## What you need to do
Please copy each line of the listing below in which the word "Doesn" appears.

## Data records
PR #602, opened 2021-08-04
Add GetDistributedObjects API.

enozcan:
Adds GetDistributedObjects API to the client.

I also would like to add unit tests to proxy manager - especially to assert no remote proxy is created when the newly added remote flag is false. But I couldn't find the proper place to put such a test. Do we have a plan to add a test suite together with mocked services?

### DIFF
--- a/client.go
+++ b/client.go
@@ -31,6 +31,7 @@ import (
 	"github.com/hazelcast/hazelcast-go-client/internal/invocation"
 	ilogger "github.com/hazelcast/hazelcast-go-client/internal/logger"
 	"github.com/hazelcast/hazelcast-go-client/internal/proto"
+	"github.com/hazelcast/hazelcast-go-client/internal/proto/codec"
 	iproxy "github.com/hazelcast/hazelcast-go-client/internal/proxy"
 	"github.com/hazelcast/hazelcast-go-client/internal/security"
 	"github.com/hazelcast/hazelcast-go-client/internal/serialization"
@@ -198,6 +199,44 @@ func (c *Client) GetPNCounter(ctx context.Context, name string) (*PNCounter, err
 		return nil, hzerrors.ErrClientNotActive
 	}
 	return c.proxyManager.getPNCounter(ctx, name)
+}
+
+func (c *Client) GetDistributedObjects(ctx context.Context) (map[string]interface{}, error) {
+	if atomic.LoadInt32(&c.state) != ready {
+		return nil, hzerrors.ErrClientNotActive
+	}
+
+	request := codec.EncodeClientGetDistributedObjectsRequest()
+	resp, err := c.proxyManager.invokeOnRandomTarget(ctx, request, nil)
+	if err != nil {
+		return nil, err
+	}
+
+	cachedObjects := make(map[codec.DistributedObjectInfo]struct{})
+	for _, o := range c.proxyManager.getCachedObjectsInfo() {
+		cachedObjects[o] = struct{}{}
+	}
+
+	for _, o := range codec.DecodeClientGetDistributedObjectsResponse(resp) {
+		if !isServiceSupported(o.ServiceName()) {
+			continue
+		}
+		delete(cachedObjects, o)
+		// Ensure the remote proxy resides in the manager's cache. This should
+		// not create a remote proxy as it might be destroyed cluster-wide after
+		// member's response.
+		_, err = c.proxyManager.proxyFor(ctx, o.ServiceName(), o.Name(), false)
+		if err != nil {
+			return nil, err
+		}
+	}
+
+	for o := range cachedObjects {
+		// Purge the stale object from the manager's cache.
+		c.proxyManager.remove(o.ServiceName(), o.Name())
+	}
+
+	return c.proxyManager.getCachedObjects()
 }
 
 func (c *Client) start(ctx context.Context) error {
--- a/client_it_test.go
+++ b/client_it_test.go
@@ -321,3 +321,112 @@ func TestClusterReconnection_ReconnectModeOff(t *testing.T) {
 	time.Sleep(100 * time.Millisecond)
 	assert.Equal(t, false, c.Running())
 }
+
+func TestClient_GetDistributedObjects(t *testing.T) {
+	const (
+		testMapName = "get-distributed-objects-map"
+		testSetName = "get-distributed-objects-set"
+	)
+
+	ctx, cancel := context.WithTimeout(context.Background(), 40*time.Second)
+	defer cancel()
+
+	cls := it.StartNewClusterWithOptions("go-cli-test-cluster", 15701, 1)
+	time.Sleep(2 * time.Second)
+	defer cls.Shutdown()
+	config := cls.DefaultConfig()
+
+	c, err := hz.StartNewClientWithConfig(ctx, config)
+	if err != nil {
+		t.Fatal(err)
+	}
+	_, err = c.GetMap(ctx, testMapName)
+	if err != nil {
+		t.Fatal(err)
+	}
+	_, err = c.GetSet(ctx, testSetName)
+	if err != nil {
+		t.Fatal(err)
+	}
+	if err = c.Shutdown(ctx); err != nil {
+		t.Fatal(err)
+	}
+
+	c, err = hz.StartNewClientWithConfig(ctx, config)
+	if err != nil {
+		t.Fatal(err)
+	}
+	objects, err := c.GetDistributedObjects(ctx)
+	if err != nil {
+		t.Fatal(err)
+	}
+
+	assert.Equal(t, 2, len(objects))
+	hzMap := objects[testMapName]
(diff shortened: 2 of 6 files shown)


proxy_manager.go
```diff
@@ -45,61 +45,115 @@ func newProxyManager(bundle creationBundle) *proxyManager {
...
-	if p, err := m.proxyFor(ctx, ServiceNamePNCounter, name); err != nil {
+	if p, err := m.proxyFor(ctx, ServiceNamePNCounter, name, true); err != nil {
 		return nil, err
 	} else {
 		return newPNCounter(p), nil
 	}
 }
 
+func (m *proxyManager) invokeOnRandomTarget(ctx context.Context, request *proto.ClientMessage, handler proto.ClientMessageHandler) (*proto.ClientMessage, error) {
+	p, err := m.createProxy(ctx, "", "", false)
```
enozcan, line 104: I couldn't decide if it's a good idea to create an unnamed proxy as a field of the manager just for this purpose - not sure if any other api possibly needs it. Suggestions on this manner are welcome.

client.go
```diff
@@ -200,6 +201,44 @@ func (c *Client) GetPNCounter(ctx context.Context, name string) (*PNCounter, err
...
+			continue
+		}
+		delete(cachedObjects, o)
+		// Ensure the remote proxy resides in the manager's cache. This should
+		// not create a remote proxy as it might be destroyed cluster-wide after
+		// member's response.
+		_, err = c.proxyManager.proxyFor(ctx, o.ServiceName(), o.Name(), false)
+		if err != nil {
+			return nil, err
+		}
```
yuce, line 231: Can be simplified to:
```
if _, err = c.proxyManager....; err != nil {
    return nil, err
}
```

client_it_test.go
```diff
@@ -321,3 +321,112 @@ func TestClusterReconnection_ReconnectModeOff(t *testing.T) {
...
 	assert.Equal(t, false, c.Running())
 }
+
+func TestClient_GetDistributedObjects(t *testing.T) {
+	const (
+		testMapName = "get-distributed-objects-map"
+		testSetName = "get-distributed-objects-set"
+	)
+
+	ctx, cancel := context.WithTimeout(context.Background(), 40*time.Second)
```
yuce, line 331: Is there a reason a  context with 40s timeout is created? How about using `context.Background()`?

client_it_test.go
```diff
@@ -321,3 +321,112 @@ func TestClusterReconnection_ReconnectModeOff(t *testing.T) {
...
+	defer cancel()
+
+	cls := it.StartNewClusterWithOptions("go-cli-test-cluster", 15701, 1)
```
yuce, line 334: Is there a reason a new cluster is created for this test? How about using `it.Tester` or `it.TesterWithConfigBuilder`? They re-use a pre-existing cluster and would simplify this test.

client_it_test.go
```diff
@@ -321,3 +321,112 @@ func TestClusterReconnection_ReconnectModeOff(t *testing.T) {
 	time.Sleep(100 * time.Millisecond)
 	assert.Equal(t, false, c.Running())
 }
+
+func TestClient_GetDistributedObjects(t *testing.T) {
+	const (
+		testMapName = "get-distributed-objects-map"
+		testSetName = "get-distributed-objects-set"
```
yuce, line 328: How about using auto-generated map and set names, like: https://github.com/hazelcast/hazelcast-go-client/blob/7326ba425837f2cefb9c16f4eb2479bc282ec301/internal/it/map.go#L35

client_it_test.go
```diff
@@ -321,3 +321,112 @@ func TestClusterReconnection_ReconnectModeOff(t *testing.T) {
...
+	if err != nil {
+		t.Fatal(err)
+	}
+
+	assert.Equal(t, 2, len(objects))
+	hzMap := objects[testMapName]
+	hzSet := objects[testSetName]
+	assert.NotNil(t, hzMap)
+	assert.NotNil(t, hzSet)
+	assert.IsType(t, new(hz.Map), hzMap)
```
yuce, line 369: Doesn't `assert.IsType(t, *hz.Map, hzMap)` work?

client_it_test.go
```diff
@@ -321,3 +321,112 @@ func TestClusterReconnection_ReconnectModeOff(t *testing.T) {
...
+	assert.IsType(t, new(hz.Set), hzSet)
+
+	if err = c.Shutdown(ctx); err != nil {
+		t.Fatal(err)
+	}
+}
+
+func TestClient_PurgeDestroyedDistributedObjects(t *testing.T) {
```
yuce, line 377: The same comments for `TestClient_GetDistributedObjects` test

proxy_manager.go
```diff
@@ -45,61 +45,115 @@ func newProxyManager(bundle creationBundle) *proxyManager {
...
+	return p.invokeOnRandomTarget(ctx, request, handler)
+}
+
+func (m *proxyManager) getCachedObjectsInfo() []codec.DistributedObjectInfo {
+	m.mu.RLock()
+	defer m.mu.RUnlock()
+	objects := make([]codec.DistributedObjectInfo, 0, len(m.proxies))
+	for _, p := range m.proxies {
+		objects = append(objects, codec.NewDistributedObjectInfo(p.name, p.serviceName))
+	}
```
yuce, line 117: Using the index in the for loop may simplify this code a bit:
```
objects := make([]codec.DistributedObjectInfo, len(m.proxies))
for i, p := range m.proxies {
	objects[i] = codec.NewDistributedObjectInfo(p.name, p.serviceName)
}
```

proxy_manager.go
```diff
@@ -45,61 +45,115 @@ func newProxyManager(bundle creationBundle) *proxyManager {
...
+	return objects
+}
+
+func (m *proxyManager) getCachedObjects() (map[string]interface{}, error) {
+	m.mu.RLock()
+	defer m.mu.RUnlock()
+	objects := make(map[string]interface{})
```
yuce, line 124: This one is a bit simpler:
```
objects := map[string]interface{}{}
```

yuce (changes requested):
Thanks for the PR! It looks good, just a few comments...

client_it_test.go
enozcan: It expects not type but expression to be passed. So no, it does not work.

client_it_test.go
enozcan: Do you mean using `Map/SetTester` methods or only generating this kind of names? If it's the latter, is there a particular reason to keep DDS names for tests in this format? I'm asking since I couldn't get the importance of naming. Bcz I'd say any string would work here.

proxy_manager.go
enozcan: `m.proxies` is of type map, so `i` refers to string keys in your ranged snippet. And I'd prefer to keep it that way instead of using another index variable outside of the loop's scope. Wdyt?

client_it_test.go
yuce: We add a random suffix to DSS names in tests, in order to not accidentally use the same name accross tests, like both `TestClient_GetDistributedObjects` and `TestClient_PurgeDestroyedDistributedObjects` use `get-distributed-objects-map` as the map name.

enozcan: Doesn't using `it.StartNewClusterWithOptions` in both tests ensure isolation? Otherwise these newly added tests would not work at all - as it asserts the number of objects created within the test body. It of course makes sense to use different names for the tests using the same cluster, but I was asking for the two tests I just added.

proxy_manager.go
```diff
@@ -148,10 +202,10 @@ func (m *proxyManager) proxyFor(ctx context.Context, serviceName string, objectN
 	}
 }
 
-func (m *proxyManager) createProxy(ctx context.Context, serviceName string, objectName string) (*proxy, error) {
+func (m *proxyManager) createProxy(ctx context.Context, serviceName string, objectName string, remote bool) (*proxy, error) {
```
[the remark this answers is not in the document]
enozcan: I also considered this but then decided to keep `m.createProxy` in favor of not passing manager's fields with each call to `newProxy`. However, going to change as you suggested.

client_it_test.go
enozcan: I assumed context timeout is used as the test timeout value based on the other tests through the file. And since multiple clients are created within the tests, I set it to 40s. I can change it to background if it's not supposed to be that way - I mean the test timeout duration.

client_it_test.go
enozcan: Are we sure all the tests destroy their objects after complete? I couldn't see such a cleanup but if so, and if all the integration tests run serially (not sure if they do), I'll change them to use an existing cluster. Otherwise, we'll not be able to assert the number of objects returned by the new API.

enozcan:
Closing this as the final decision is to return cluster-wide objects' information only, not data structure types like Map, Set, etc. To be implemented in a separate PR.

## Answer to this task
yuce, line 369: Doesn't `assert.IsType(t, *hz.Map, hzMap)` work?
enozcan: Doesn't using `it.StartNewClusterWithOptions` in both tests ensure isolation? Otherwise these newly added tests would not work at all - as it asserts the number of objects created within the test body. It of course makes sense to use different names for the tests using the same cluster, but I was asking for the two tests I just added.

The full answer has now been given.